More remains to be done

Today is an important opportunity not only to recognize the contribution that migrant domestic workers, most of who are women, make to their host countries, but also to celebrate their important role in supporting socio-economic development of their home countries.

However, in addition to building individual migrant workers’ capacity to make wise choices about their finances, an enabling environment needs to be created to maximize the development potential of their remittances. This requires making safe, affordable and migrant-friendly remittance and banking services available to all women and men migrant workers.

Of critical importance is also partnerships at the national, bilateral and regional levels that make migration a win-win proposition for countries of origin, destination and migrants themselves.

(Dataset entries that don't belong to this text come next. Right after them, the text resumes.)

PR #2449, opened 2026-09-20
fix: classify dotfiles named after a config extension as config

### LINKED ISSUE #2379: Classify `.env` dotfiles as config paths

zhongxiao-chang:
## Summary

`.env` — the file `CONFIG_EXTENSIONS` names by name — was classified as production code.

`is_doc_or_config_path()` matched `PurePosixPath(path).suffix` against the extension sets, but pathlib reports **no** suffix when a dotfile's only dot is the leading one (`PurePosixPath(".env").suffix == ""`). So the file literally named `.env` never matched the `".env"` entry while `foo.env` did: `file_population(".env")` returned `production`, and the knowledge graph's `_classify_file_type()` labelled it `"file"` for the same reason.

Fixes #2379.

## Changes

- `support_paths.classification_token(path)` — the token a path is classified by: the lowercased suffix, or the whole file name when there is no suffix. This keeps set entries that name a file rather than an extension (`".env"`) working.
- `is_doc_or_config_path()` now uses it, and `knowledge_graph._classify_file_type()` uses the same helper for its config check, so the duplicated idiom has one source of truth. The infra-name branch still keys off the real suffix, so `Dockerfile`/`Makefile` classification is unchanged.

## Test plan

- `tests/unit/test_support_paths.py`: `.env`, `proj/.env`, `packages/core/.env` are doc/config; `foo.env` keeps working; `.gitignore` — a dotfile the sets do not name — stays production; `file_population(".env") == "doc"`.
- `tests/unit/analysis/test_knowledge_graph.py::TestFileTypeClassification::test_config_by_dotfile_name`.
- Suites touching the two classifiers (`test_support_paths.py`, `test_knowledge_graph.py`, `generation/test_layers.py`, `test_no_doc_extension_copies.py`): 104 passed locally (Windows, Python 3.11).
- The issue's repro now prints `True True True` and `file_population(".env") == "doc"`.

Scope note: `.env.local`-style names (a second, real suffix) are unchanged — this PR only fixes the file named exactly `.env`, as the issue describes.


RaghavChamadiya:
Thanks @zhongxiao-chang, and I want to be straight with you quickly rather than leave this sitting.

This is the better of the two patches for #2379. The shared `classification_token()` helper used by both `is_doc_or_config_path` and `_classify_file_type` is the right shape, because those two functions having drifted apart is the actual reason this bug exists in two places, and your regression tests pin the over-reach case I would have asked for: `.gitignore` staying production, and `foo.env` still classifying by extension rather than by name.

It is not the one that is going to merge, though. @pamod-madubashana filed #2379 and opened #2381 four minutes later, which is the earliest and clearest claim on it, and in this repo the first claim binds even when a later patch is better. If I merged on quality here I would be telling people that claiming an issue counts for nothing next to being faster, and the people who lose that trade are the ones who write up a plan and wait. I have asked them on #2381 for the tests and the shared helper that yours already has.

What I would rather do with your work is point it at #2454, which you filed this morning and which nobody has answered. That is a genuinely better find than either PR here: a *third* classifier in `generation/categories.py` that still disagrees about `.env` for a different reason, resolving config off `is_config` or a `_CONFIG_LANGUAGES` membership test. Two surfaces disagreeing is a bug; three surfaces disagreeing three different ways is a design problem, and you are the only person who has noticed it. That one is yours, it is unclaimed, and I would review it quickly.

If it turns out #2381 stalls, I will come back to this PR rather than let the fix rot.

PR #2465, opened 2026-09-20
feat(decisions): ask the agent to record the choice it just committed

RaghavChamadiya:
The decision layer's first write-side hook. Every other surface delivers what
was already recorded; nothing asked for a record.

It shows. Of the records this repository holds from `decision add`, a person
wrote all of them and an agent wrote none — over four weeks in which agents
made most of the architectural choices in it.

After a successful, fresh `git commit` whose message carries two or more
decision signals, the PostToolUse hook offers the `decision add` line. **The
agent writes the record**, which is the point: it knows what it chose and what
it rejected, and a miner reading the message afterwards can only infer. The
agent-authored records in this store carry measurements and rejected
alternatives that no commit message contains.

## An agent cannot decline a hook, so the gates are the design

- **Off unless the repository turns it on.** `decisions.capture_prompt`,
  default false, no preset sets it, `repowise decision config
  capture-prompt --on`.
- **At most once per session**, claimed through `_claim_emission` before the
  state write so two hook processes cannot both print and the loser writes
  nothing.
- **Only `git commit`**, not a merge, a rebase or a `--dry-run`.
- **Only a fresh commit in this repository.** HEAD's committer timestamp must
  be within 15 minutes, and the git work tree must be the indexed one.
- **Only two or more decision signals.** Measured over 137 commits here: one
  keyword admits 58% of them, two admits 25%.
- **Never for a commit a record already cites.** An unreadable store counts as
  cited, so the failure mode is silence.

It proposes. Nothing is recorded without the agent running the command, and
what it records lands as a candidate for review, never as a rule.

## The measured tax

On the last eight days of this repository: 35 of 156 commits pass the gate,
against 82 sessions — **0.43 asks per session at most**, one per 2.3 sessions.

A model classifier over the same commits fires on 62% of them (1.18 per
session uncapped) at 88% precision. That measurement is why this gates on a
keyword count and a session instead, and leaves the judgement to the agent.
Write-up in `local-stash/decision-layer-research/hook-2026-09-20/`.

## Also

`decision add` gains `--evidence-commit`, and the prompt passes the sha.
Without it the already-recorded gate could never suppress a record this
feature creates, so the agent would be re-asked next session about a commit it
had just recorded.

`DECISION_SIGNAL_KEYWORDS` moves to `commit_signals`, which imports nothing:
the miner cannot be reached from the hook, and a second copy is how the two
would drift.

## Budget

No `repowise.core` at module scope, raw `sqlite3`, every failure swallowed.
`test_augment_hook_perf` passes unchanged. On the common path — not a git
commit — the cost is a `dict.get`, an `isinstance` and one substring scan. An
opted-out repository pays one config read and stops.

## Review

Two rounds, seventeen findings. Three only appear on real payloads:

1. **The PowerShell tool result carries no exit code**, so the success check
   fell back to scanning stdout for "error"/"fatal". `git commit -m "refactor
   to one error path; remove the old fatal handler"` — the exact shape this
   targets — read as a failed commit, and `nothing to commit` read as a
   success, prompting about a commit made days earlier.
2. **`git log -1 --no-merges` is not HEAD.** It filters merges out of the walk
   and returns an older ancestor, so finishing a conflicted merge with
   `git commit` gated on an unrelated commit.
3. **`.repowise` marks the indexed repository, not the git one.** This tree
   nests `backend/` and `frontend/` as separate repos, so a commit made in one
   of them was evaluated against the outer repo's HEAD.

Two findings are recorded rather than fixed, and are in the commit bodies:
`capture_prompt` is CLI-only (absent from `DecisionSettings` and the generated
types; the preset branch preserves it, so nothing silently resets it), and the
inner claim can let the *staleness* notice through twice in a race that needs
both hooks installed and a stale wiki.

28 tests, one per gate. 19 mutants, all killed, each by its own named test.


RaghavChamadiya:
### The trigger could never have fired — fixed in `468a16b5c`

A live audit of the installed hook state turned this up before merge.

`_handle_bash_post`, which this feature hangs off, is unreachable. `claude_config.py:229` narrowed the shared PostToolUse matcher to exclude the shell tools, on measurement — *"51% of hook invocations and 0.7% of emissions"* — and `_LEGACY_AUGMENT_MATCHERS` rewrites any install still carrying `Bash` back to the narrow form. Confirmed against this machine's ledger: `hook_runs` holds **zero** rows for `Bash` or `PowerShell`, ever, across 233 sessions.

The comment's escape hatch does not hold either — it keeps the branch "for Codex, the only surface a hook can reach it on", but a Codex install carries only the `PreToolUse` rewrite hook and no augment surface.

**The switch now installs its own prerequisite.** `capture-prompt --on` adds a separate `Bash|PowerShell` PostToolUse entry; `--off` removes it. Separate rather than widening the shared matcher, so the measured narrowing is not quietly reversed and a repository that never opts in pays nothing.

Two consequences worth stating: the cost is per *install* and the policy is per *repository*, so both commands now print what they did to the shared settings file and `--off` names the effect on other repositories. And the same audit shows the existing post-commit staleness notice has been dead for its whole life — `install_claude_code_hooks` still claimed PostToolUse "detects git staleness"; that claim is corrected here, the surface is revived for anyone who switches the prompt on, and reviving it generally is left as its own call.

swati510 (approved):

PR #2482, opened 2026-09-21
fix(cli): warn when init --resume reuses pages without populating decisions (#670)

### LINKED ISSUE #670: [Bug] init --resume skips decision extraction even when the persisted decision report is empty
## Describe the Bug

Decision records are only harvested inline during page generation. When `repowise init --resume` reuses a previously generated page (hash match, LLM call skipped), the inline harvest never runs, so decisions cannot be backfilled by a resume. A user who sees an empty Decisions page and runs `init --resume` (the natural "finish / repair" instinct) gets the same empty result and reasonably concludes decisions are broken, when the actual fix is a regeneration with a stronger model or higher coverage plus `--force`.

## Steps to Reproduce

1. Run an initial index where generation captures no decisions (for example a low-coverage run, or a model that emits nothing passing the harvest bar). `decision_records` stays 0.
2. Run `repowise init --resume ...` to completion.
3. `decision_records` is still 0. The Decisions surface renders its empty state.

## Expected Behavior

Either resume should be able to backfill decisions, or the tool should tell the user why resume will not populate them and what to do instead.

## Actual Behavior

Decision harvesting is inline in page generation, not a separate phase. In `packages/core/src/repowise/core/generation/page_generator/core.py` (around line 296), right after the LLM returns a page, `harvest_decisions(...)` pulls a trailing decision block out of that freshly generated content and strips it before the page is stored. It is gated on `harvest_decisions` and on the page type. On `--resume`, the incremental generator reuses prior pages by hash match and skips the LLM call (`_call_provider` returns the stored page early when `source_hash` matches). The harvest step still runs, but only over the reused page's already-stored content, which had its decision block stripped at original storage time, and the model is never re-invoked to emit a new one. Resume therefore cannot backfill decisions the original generation did not capture.

## Fix Direction

1. **Decouple harvest from generation** (best UX): make decision harvest a standalone, resumable pass over already-generated page content, so `--resume` or a dedicated `repowise decision harvest` can backfill without regenerating every page.
2. **Surface the limitation** (cheap, honest): when resume reuses pages and `harvest_decisions` is on but `decision_records` is empty, print a one-line notice, e.g. "decisions are harvested during generation; re-run with --force or a stronger model to populate."
3. Document that decisions come from the generation pass and will not appear via resume-reuse.

Option 2 is a small, self-contained starting point; option 1 is the durable fix.

## Additional Context

- `packages/core/src/repowise/core/generation/page_generator/core.py` (inline `harvest_decisions`, ~line 296)
- `packages/core/src/repowise/core/generation/models.py` (`harvest_decisions` config, default true)
- Related: the incremental update path also reuses decision records, so any backfill needs to run on resume/update, not just a fresh `init`.

rishu685:
Resolves #670.

Decision blocks are extracted inline during fresh page generation and stripped upon storage in `pages`. When `repowise init --resume` runs and reuses previously generated pages based on source hash matching, model calls are skipped and inline harvesting does not run over the already-stripped stored pages.

If an initial index produced 0 decisions (e.g. from low coverage or a model that emitted no valid decision blocks), running `repowise init --resume` leaves `decision_records` empty without explaining why or how to resolve it.

## Changes
- **Advisory Notice in `show_completion`**: Added `_render_resume_decision_notice` in `packages/cli/src/repowise/cli/commands/init_cmd/reporting.py` that alerts the user when a resumed full-mode run reused preserved pages and produced 0 decisions:


RaghavChamadiya:
Thanks @rishu685. Keeping the change to an advisory note, and leaving the resume skip alone, is a reasonable smallest version, and I am glad you went for a small version.

It does land in the trap I described on #670, though. The condition is:

```python
preserved = getattr(result, "preserved_page_ids", None)
if preserved and n_decisions == 0:
```

For a repo that genuinely has no decisions, that is true on every resumed run, forever, and the note tells the user to run `init --force`, which will produce zero decisions again. None of the four tests covers that case, and the docstring describes the old mechanism ("inline harvesting does not run on the stripped stored pages"), which is the one that no longer exists.

`preserved_page_ids` is also the wrong signal. It says generation reused pages. The bug is in the analysis phase: `resume_controller.can_skip(ResumePhase.ANALYSIS)` skipping decision extraction and rehydrating an empty report. What is needed is some way to tell "extraction ran and found nothing" from "extraction never ran", for example the persisted report recording that extraction completed (even with a count of zero), so that resume can re-run extraction only when it never ran. Then a test for each of the two cases.

Happy to talk through where that marker could live before you write it, if that helps.

rishu685:
Thanks for the clear feedback @RaghavChamadiya sir! That makes total sense — `preserved_page_ids` was at the wrong phase altitude (generation vs analysis), and warning on `n_decisions == 0` created an infinite `--force` loop for repos that legitimately contain 0 decisions.

Here is the updated plan to address this cleanly:

1. **Record Extraction Completion**: In `checkpoint_analysis` / `persist_analysis`, explicitly persist a marker indicating that decision extraction ran to completion (regardless of whether the extracted count is 0 or >0).
2. **Backfill on Resume**: On `init --resume`, if `rehydrate_decision_report` finds that decision extraction never completed, `orchestrator` will re-run `_run_decision_extraction` to backfill decisions instead of rehydrating an empty unextracted report.
3. **Drop Advisory Notice**: Remove `_render_resume_decision_notice` from CLI reporting, eliminating false positives on genuine 0-decision repos.
4. **Tests**: Add unit tests for both cases:
   - Genuinely 0-decision repo: resume recognizes completed extraction, does not re-extract, and produces no false warnings.
   - Unextracted/interrupted repo: resume detects missing extraction and backfills decisions.

Would love your thoughts on your preferred home for the completion marker (e.g. `state.json`, a ledger record, or an analysis report) so I can implement it in the exact right spot!

PR #2483, opened 2026-09-21
fix(claude): remove distill allow rules on uninstall and check in leftover reason (#2470)

### LINKED ISSUE #2470: [Bug] claude-code uninstall leaves an env pin and two permission rules, and reports settings.json clean
## Summary

`ClaudeCodeTarget.install` writes four things into `~/.claude/settings.json`. `ClaudeCodeTarget.uninstall` removes two of them, and the leftover probe that decides the exit code does not look at the other two.

Install, `packages/cli/src/repowise/cli/agent_targets/targets/claude_code.py:409-412`:

```python
register_with_claude_desktop(repo_path)
register_with_claude_code(repo_path)
install_claude_code_hooks()
enable_tool_search_in_claude_code()
```

Uninstall, `claude_code.py:459-468`, calls `uninstall_claude_code_rewrite_hook`, `uninstall_claude_code_augment_hooks`, `uninstall_claude_code_mcp_entry` and `uninstall_claude_desktop_mcp_entry`. There is no remover for `enable_tool_search_in_claude_code`, which sets `env.ENABLE_TOOL_SEARCH = "true"` (`editor_integrations/claude_config.py:199-202`).

Separately, `add_claude_code_distill_allow_rules` (`claude_config.py:424-455`) appends two entries to `permissions.allow`:

```python
DISTILL_ALLOW_RULES = (
    "Bash(repowise distill:*)",
    "PowerShell(repowise distill:*)",
)
```

Grepping `packages/cli` for `DISTILL_ALLOW_RULES` finds the definition and the writer. There is no remover, and `rewrite_uninstall` (`commands/hook_cmd.py:349-371`) does not touch them.

## Consequence

The exit code is the part that matters. `claude_code_leftover_reason` (`claude_config.py:725-752`) inspects `mcpServers` and `hooks` and nothing else, so after an uninstall it returns `None`, the run records `FileAction.REMOVED`, and the user is told settings.json is clean over a file that still carries a repowise env pin and two repowise permission rules.

That function's own docstring says why it exists:

> Collapsing those into "not found" told a user with an unparseable `settings.json` that we had looked and found nothing of ours, while our MCP registration and our hooks sat in it. That answer then fed the exit code, so the command printed "everything selected is gone" and exited zero over a file it had failed to touch.

The same sentence describes the current state for these two keys.

## One real subtlety

`ENABLE_TOOL_SEARCH` should probably not be deleted blindly. `enable_tool_search_in_claude_code` is deliberately non-destructive:

```python
if "ENABLE_TOOL_SEARCH" in env:
    return None
env["ENABLE_TOOL_SEARCH"] = "true"
```

so it never overwrites a value the user set, including a deliberate `false`. After the fact the file does not record who wrote it, so an uninstall cannot tell "we set this" from "the user set this to true and we left it alone". Deleting it unconditionally would silently change a setting the user owns.

The permission rules do not have that problem. They name `repowise distill` and nothing else writes them.

## Done looks like

The two permission rules are removed on uninstall, and `claude_code_leftover_reason` reports them when they survive, the way it already reports a surviving MCP entry.

For `ENABLE_TOOL_SEARCH`, a decision either way, written down. Leaving it is defensible given the ambiguity above, but then it belongs on the report as a named leftover rather than passing silently, which is the distinction `Item.blocked` already draws elsewhere in the uninstall code.

Two other uninstall paths leave something their install wrote: #2469 (`repowise uninstall` omits `.git/hooks/post-commit` from its inventory) and #2471 (`hook rewrite uninstall` leaves `distill.commands.enabled` set in the repo config). Same question in each case.

## Scope note

Verified by reading the install and uninstall methods, grepping `packages/cli` for every reference to `DISTILL_ALLOW_RULES` and `ENABLE_TOOL_SEARCH`, and reading `claude_code_leftover_reason` end to end. I did not run the uninstall. I did not check whether the plugin install path writes either key.

rishu685:
Fixes #2470.

When Claude Code integrations are installed, `add_claude_code_distill_allow_rules()` injects `DISTILL_ALLOW_RULES` (`Bash(repowise distill:*)`, `PowerShell(repowise distill:*)`) into `permissions.allow` in `~/.claude/settings.json`. However, during uninstallation, these rules were never removed, and `claude_code_leftover_reason()` did not inspect `permissions.allow`, causing it to falsely report `settings.json` clean when distill rules were still present.

### Changes
1. **Added `uninstall_claude_code_distill_allow_rules()`** in [`claude_config.py`](packages/cli/src/repowise/cli/editor_integrations/claude_config.py):
   - Safely removes only `DISTILL_ALLOW_RULES` from `permissions.allow`.
   - Prunes empty `allow` lists and empty `permissions` dicts while preserving user-defined rules and configurations.
2. **Updated `claude_code_leftover_reason()`** in [`claude_config.py`](packages/cli/src/repowise/cli/editor_integrations/claude_config.py):
   - Checks `permissions.allow` for lingering `DISTILL_ALLOW_RULES` and returns `"our distill permission rules were still present after the write"`.
3. **Wired into Uninstallation Flows**:
   - `ClaudeCodeTarget.uninstall()` in [`claude_code.py`](packages/cli/src/repowise/cli/agent_targets/targets/claude_code.py).
   - `ClaudeCodeAdapter.uninstall_rewrite_hook()` in [`claude_code.py`](packages/cli/src/repowise/cli/agent_adapters/claude_code.py).
4. **Unit Tests**:
   - Added `TestUninstallDistillAllowRules` in [`tests/unit/distill/test_allow_rule.py`](tests/unit/distill/test_allow_rule.py) covering rule removal, empty dict cleanup, preservation of user allow/deny rules, non-existent files, and malformed JSON files.


RaghavChamadiya (approved):
Thanks @rishu685. Filtering allow by exact membership in DISTILL_ALLOW_RULES means a user's own rules can never be caught, and test_preserves_user_allow_rules pins that. For the record, the bot's note about set_claude_code_capture_hook being removed is a false alarm: the diff adds to claude_config.py and deletes nothing, and a merge simulation keeps both functions.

Decent work for domestic workers, the essence of the Domestic Workers Convention, can only be achieved through a commitment to improving laws, making employers and workers aware of their obligations and rights, and partnerships among governments, workers and civil society that empower women migrant workers and protect their rights.

Ms Tomoko Nishimoto, Assistant Director-General and Regional Director, ILO Regional Office for Asia and the Pacific.